Numpy arrays vs lists for custom classes

2019-08-01 02:33发布

问题:

I understand why numpy arrays of "standard" types are almost always more efficient and than a list containing the same type of data. Therefore it is better to get into the habit of using numpy arrays for the simple stuff, yes?

However, I'd like to know what the pro's and con's are to using numpy arrays to 'store' custom class instances, compared to using lists for that.

Consider

import numpy as np

class Foo:
    def __init__(self, name):
        self.name = name

class Bar:
    def __init__(self, name):
        self.name = name
        self.myFoos = np.zeros(0, dtype = Foo)

    def add_foo(self, some_foo):
        self.myFoos = np.append(self.myFoos, some_foo)

I'd be able to do just fine using

self.myFoos = []

What should I keep in mind when making this decision?

Does the complexity of the Foo class make a big difference? (in my use case, it contains maybe 20 or 30 standard types, one or two fixed-sized integer arrays and then about 10 simple methods.)

Does the amount of Foos typically in the myFoos make a difference? (in my use case, it will be zero to 10)

Does the amount of times myFoos get handled make a difference? (In my real use case, it will be called maybe 10 to 20 times between user actions.)

P.s. Although the code works fine, pyCharm doesn't like that last append statement, it warns me that

Expected type 'Union[ndarray, iterable]' got 'Foo' instead.

Thanks in advance!

回答1:

I've discussed making arrays of custom objects before - I'll try to look up a good discussion.

But, first a couple of notes

np.zeros(0, dtype = Foo)

really is np.zeros(0, dtype=object).
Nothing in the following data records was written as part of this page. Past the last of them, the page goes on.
PR #778, opened 2020-10-17
Fix setting the ArticlePrice only for one order after 3a6276a.

paroga:
Tests are missing

### DIFF
--- a/app/models/article.rb
+++ b/app/models/article.rb
@@ -200,6 +200,10 @@ class Article < ApplicationRecord
     update_column :deleted_at, Time.now
   end
 
+  def current_article_price
+    article_prices.find_or_initialize_by(price: price, tax: tax, deposit: deposit, unit_quantity: unit_quantity)
+  end
+
   protected
 
   # Checks if the article is in use before it will deleted
--- a/spec/models/order_article_spec.rb
+++ b/spec/models/order_article_spec.rb
@@ -117,6 +117,159 @@ describe OrderArticle do
 
   end
 
+  describe 'article price' do
+    let(:admin) { create :user, groups:[create(:workgroup, role_finance: true)] }
+    let(:article) { create :article }
+    let(:order1) { create :order, article_ids: [article.id] }
+    let(:order2) { create :order, article_ids: [article.id] }
+    let(:order3) { create :order, article_ids: [article.id] }
+    let(:order4) { create :order, article_ids: [article.id] }
+    let(:oa1) { order1.order_articles.first }
+    let(:oa2) { order2.order_articles.first }
+    let(:oa3) { order3.order_articles.first }
+    let(:oa4) { order4.order_articles.first }
+    let(:go1) { create :group_order, order: order1 }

There are the standard dtypes, and there's object. This holds pointers to objects else where in memory. And like lists these can be anything - numbers, strings, lists, arrays, Foo(), None, etc. And can be changed.
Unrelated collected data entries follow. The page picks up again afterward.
PR #783, opened 2020-11-09
Run select_foodcoop as the first before_action

paroga:
When e.g. authenticate is run as before_action, it could use the wrong
database in a multicoop installation, if select_foodcoop is not run first.


wvengen (approved):
:100:

Issue #779, opened 2020-10-17
Received state for orders


lentschi:
In order to facilitate "self-service" features such as https://github.com/foodcoops/foodsoft/issues/766 it would be nice to have a distinct "received" `state` in `Order`.

**Current status**
Currently it's hard to determine what (group) orders have been received - s. https://github.com/foodcoops/foodsoft/issues/766#issuecomment-710770954.

The order state flow is `open` -> `finished` -> `closed`.

**Planned adaptation**
The order state flow should become `open` -> `finished` -> `received` -> `closed`. All current queries checking for `Order.state = 'finished'` would then instead need to check for `Order.state IN ('finished', 'received')` (Though that may be subject to change in the future: For foodcoops in which "self service" is enabled - again see https://github.com/foodcoops/foodsoft/issues/766 - balancing may only be done for 'received' orders.)

wvengen:
Sounds good!
Not all foodcoops use the receive screen, though, so it should be possible to skip that step (`finished` -> `closed`).

lentschi:
Well this is exactly what I _intended_ to implement. :blush:  The `received` state is never set unless the users post the receive page.

You *can* still go from `finished` to `closed` in a single step. (Happens when settling the respective order for example - there is no check that the order must have been received first - see my original, self set goal: "All current queries checking for `Order.state = 'finished'` would then instead need to check for `Order.state IN ('finished', 'received')`")

Or am I missing some other foodsoft feature where this might be a problem? :thinking:

wvengen:
Not that I can see. I'd be for implementing this.

It would be good to document this (e.g. in the model), including which state transitions can happen (to be sure other people realise what can be expected), and be sure to check all occurences of `finished`, also in plugins. And it would be good to mention it in the Changelog on the next release (for people with their own plugins).

lentschi:
> It would be good to document this (e.g. in the model), including which state transitions can happen (to be sure other people realise what can be expected)

Yes, you're right! I've added it [here in my PR](https://github.com/foodcoops/foodsoft/pull/789/files#diff-26bbec4be8ce33f60fa824e2bd29e6902e57541818578634bea06bce180b620eR39).
Is that place fine?

> ... and be sure to check all occurences of finished, also in plugins.

I did. Scopes such as `Order.finished` already include the `received` state, so there's not so much that needed changing.
When going through the plugins, I found one deactivated plugin' controller where it may need to be changed:
[...]

Issue #766, opened 2020-08-23
Add a page allowing to modify the received article amounts for "normal" users


lentschi:
**Current behavior**

Modifying the received article amounts (`GroupOrderArticles#result`) is currently only possible by viewing the `OrdersController#show` page (and then updating via the `GroupOrderArticlesController#update` ajax call).

However this shows group orders of **all** order groups and is thus correctly reserved to users with `role_orders`.

**Suggested addition**

We'd like to have a new page that allows altering the received amounts in very much the same way, but with the following changes:

- Available to all users (not reserved to users with `role_orders`)
- Only viewing/altering the amounts of the group order associated to the current user (through their order group) should be possible (-> Show only the "Sorted in groups" part, and that just for the single relevant group order).
- If less or more than the total amount has been received (`OrdersController#receive`), then this difference should be highlighted in a new column (displaying total delivered and ordered amounts).

This new page should replace the current `GroupOrdersController#show` page once an order has been received.

wvengen:
I like this 'self-service' idea, though it might add some complexity.
I agree the `GroupOrdersController` would be a sensible place (the member ordering screen), once an order has been received (or closed, in the past not all foodcoops used the receive screen, not sure how that is now - but received sounds logical).
This would need another configuration option that needs a good explanation.

I wonder if this belongs in a plugin or not.

lentschi:
> I wonder if this belongs in a plugin or not.

Yes, I agree: We / I could try implementing it as a plugin. (Not every foodcoop will need this feature.)

lentschi:
Okay, I'm now done with a first working version of this.

Plugin version: https://github.com/foodcoops/foodsoft/compare/master...lentschi:issue_766_plugin
Old version (directly integrated into the core): https://github.com/foodcoops/foodsoft/compare/master...lentschi:issue_766 (<- This won't be used, as we prefer a plugin as has been discussed above. I'm just referencing it here as it makes it easier to look through the changes and discuss some things)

Stay away from np.append. It isn't a good replacement for list append. If you must make a new array with other arrays, learn to use concatenate (that includes getting dimensions right).

self.myFoos = np.append(self.myFoos, some_foo)
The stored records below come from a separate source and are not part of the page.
PR #791, opened 2020-12-20
Extend api

Nalaxon:
Based on a discussion within foodcoops.at forum, we want to extend the api to build a small (hopefully growing) mobile app.

Here I want to develop the needed api for that.

https://forum.foodcoops.at/t/fehlende-apis-fuer-mobiles-kontoblatt/4283

Please give me your feedback.

### DIFF
--- a/doc/swagger.v1.yml
+++ b/doc/swagger.v1.yml
@@ -324,37 +324,18 @@ definitions:
         type: 'string'
         default: null
         description: name of user who entered the transaction (may be <tt>null</tt> or empty string for deleted users or system users)
-      order_id:
+      ordergroup_id:
         type: 'integer'
         default: null
         description: id of order group, user is assigned to
-      credit:
-        type: number
+      available_funds:
+        type: 'number'
         default: 0
         description: actual available credit of user/ordergroup
-      balance:
-        type: 'integer'
+      account_balance:
+        type: 'number'
         default: 0
         description: credit + open claim
-      classes:
-        type: array
-        default: null
-        description: array of transaction classes and their credit, null if no transaction classes are defined
-        items:
-          $ref: '#/definitions/FinancialClass'
-          
-  FinancialClass:
-    type: object
-    properties:
-      id:
-        type: integer
-        description: id of transaction class
-      name:
-        type: string
-        description: name of transaction class
-      credit:
-        type: number
-        description: actual credit of transaction class
 
   Navigation:
     type: array
--- a/doc/swagger.v1.yml
+++ b/doc/swagger.v1.yml
@@ -324,7 +324,7 @@ definitions:
         type: 'string'
         default: null
         description: name of user who entered the transaction (may be <tt>null</tt> or empty string for deleted users or system users)
-      oder_id:
+      order_id:
         type: 'integer'
         default: null
         description: id of order group, user is assigned to
--- a/doc/swagger.v1.yml
+++ b/doc/swagger.v1.yml
@@ -320,10 +320,6 @@ definitions:
         type: 'integer'
         default: null
         description: id of user who entered the transaction (may be <tt>null</tt> for deleted users or 0 for a system user)
-      user_name:
-        type: 'string'
-        default: null
-        description: name of user who entered the transaction (may be <tt>null</tt> or empty string for deleted users or system users)
       ordergroup_id:
         type: 'integer'
         default: null
--- a/doc/swagger.v1.yml
+++ b/doc/swagger.v1.yml
@@ -269,10 +269,12 @@ definitions:
       id:
         type: integer
       user_id:
-        type: ['integer', 'null']
+        type: 'integer'
+        default: null
         description: id of user who entered the transaction (may be <tt>null</tt> for deleted users or 0 for a system user)
       user_name:
-        type: ['string', 'null']
+        type: 'string'
+        default: null
         description: name of user who entered the transaction (may be <tt>null</tt> or empty string for deleted users or system users)
       amount:
         type: number
--- a/doc/swagger.v1.yml
+++ b/doc/swagger.v1.yml
@@ -57,7 +57,30 @@ paths:
             $ref: '#/definitions/Error403'
       security:
         - foodsoft_auth: ['user:read', 'user:write']
-
+  /user/financial_summary:
+    get:
+      summary: financial summary of the member's ordergroup
+      tags:
+        - 1. User
+      responses:
+        200:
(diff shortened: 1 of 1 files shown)


doc/swagger.v1.yml
```diff
@@ -285,6 +310,51 @@ definitions:
...
+        description: id of order group, user is assigned to
+      credit:
+        type: number
+        default: 0
+        description: actual available credit of user/ordergroup
+      balance:
+        type: 'integer'
+        default: 0
+        description: credit + open claim
+      classes:
```
wvengen, line 339: let's use the full name, I think that's clearer, so `financial_transaction_classes` (if I understand correctly)

doc/swagger.v1.yml
```diff
@@ -285,6 +310,51 @@ definitions:
...
+        type: array
+        default: null
+        description: array of transaction classes and their credit, null if no transaction classes are defined
+        items:
+          $ref: '#/definitions/FinancialClass'
+          
+  FinancialClass:
```
wvengen, line 346: `FinancialTransactionClass`

doc/swagger.v1.yml
```diff
@@ -285,6 +310,51 @@ definitions:
...
+        description: name of user who entered the transaction (may be <tt>null</tt> or empty string for deleted users or system users)
+      oder_id:
+        type: 'integer'
+        default: null
+        description: id of order group, user is assigned to
+      credit:
+        type: number
+        default: 0
+        description: actual available credit of user/ordergroup
+      balance:
```
wvengen, line 335: let's use the same terms as in the code, which I assume might be `available_funds` (not sure)

doc/swagger.v1.yml
```diff
@@ -285,6 +310,51 @@ definitions:
...
+        default: null
+        description: name of user who entered the transaction (may be <tt>null</tt> or empty string for deleted users or system users)
+      oder_id:
+        type: 'integer'
+        default: null
+        description: id of order group, user is assigned to
+      credit:
+        type: number
+        default: 0
+        description: actual available credit of user/ordergroup
```
wvengen, line 334: Is this `account_balance` in the Ordergroup model?

doc/swagger.v1.yml
```diff
@@ -285,6 +310,51 @@ definitions:
...
+      balance:
+        type: 'integer'
+        default: 0
+        description: credit + open claim
+      classes:
+        type: array
+        default: null
+        description: array of transaction classes and their credit, null if no transaction classes are defined
```
wvengen, line 342: In my memory there always is one transaction class, but it's good to handle the case when there isn't.
`null` or empty array?

doc/swagger.v1.yml
```diff
@@ -285,6 +310,51 @@ definitions:
...
+    properties:
+      id:
+        type: integer
+        description: id of transaction class
+      name:
+        type: string
+        description: name of transaction class
+      credit:
+        type: number
+        description: actual credit of transaction class
```
wvengen, line 357: Ok, I'm not intimately familiar with how financial transaction classes function, but part of me expects the same fields as above: so `account_balance` as well as `available_funds`. But that doesn't really make sense, since you only have `available_funds` for one financial transaction class, from my limited understanding.

Sorry for the confusion, we somehow need to get this right. Do you have more background in financial transaction classes to explain it a bit?

wvengen (commented):
Great to see work on expanding the API. I've added some comments.

Also: reading this, part of me wishes that we had used `/ordergroup/financial_transactions` instead of `/user/financial_transactions`. But that aside.

doc/swagger.v1.yml
```diff
@@ -285,6 +310,51 @@ definitions:
         format: date-time
         description: when the transaction was entered
     required: ['id', 'user_id', 'user_name', 'amount', 'note', 'created_at']
+    
+  FinancialSummary:
+    type: object
+    properties:
+      id:
+        type: integer
```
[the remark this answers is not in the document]
Nalaxon: It was meant to be an id of this json chunk. But I see, it is really not necessary, I guess there is no need/possibility of sorting or such in the frontend for the summary... expect, you request summaries of multiple users/ordergroups?

We could depricate `/user/financial_transactions`, make `/ordergroup/financial_transactions` as a copy.
Finally remove  `/user/financial_transactions` in v2?

If you want to go this way, I would change `user_id` to `ordergroup_id`

doc/swagger.v1.yml
Nalaxon: As you prefer.

Lets use empty then, to not use a non existing array?

doc/swagger.v1.yml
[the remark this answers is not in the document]
wvengen: An `ordergroup_id` would make sense, so a front-end could sort on this.

I'd be somewhat in favour of the `/ordergroup` namespace, yes, and deprecate `/user/financial_transactions`.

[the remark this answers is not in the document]
wvengen: When requesting multiple `FinancialSummaries`, we could always add a property when necessary (removing one is more complicated, as it breaks backward compatibility). That would be in a different endpoint (e.g. `/ordergroups/:id/financial_summary` or `/ordergroups/financial_summaries`).

doc/swagger.v1.yml
wvengen: As a front-end developer, I would prefer an empty array - less `null` checking.
In a way, the array does exist, because there is a list of financial transaction classes, which is empty.

But I'll leave it to you, as a user of the API, to see what is most logical.

doc/swagger.v1.yml
```diff
@@ -285,6 +310,51 @@ definitions:
...
+      user_id:
+        type: 'integer'
+        default: null
+        description: id of user who entered the transaction (may be <tt>null</tt> for deleted users or 0 for a system user)
+      user_name:
+        type: 'string'
+        default: null
+        description: name of user who entered the transaction (may be <tt>null</tt> or empty string for deleted users or system users)
```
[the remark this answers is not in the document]
Nalaxon: `order_id ` should be `ordergroup_id`.
deleted `user_name`

doc/swagger.v1.yml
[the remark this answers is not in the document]
Nalaxon: Thanks, I will do it in the weekend or next week

Nalaxon:
@paroga alredy implmeneted the API :)
So I close this one...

Object dtype lists are basically the same as lists, except that they can be reshaped to 2d, and they can't grow with an append. Many operations on a object dtype array are performed with list comprehensions.


Replace elements in array with class instances

Pass output from class instance as input to another

I answered several questions from this poster (search around the same time frame) who was trying to use arrays of a custom class. Just accessing an attribute of such an object requires a list comprehension.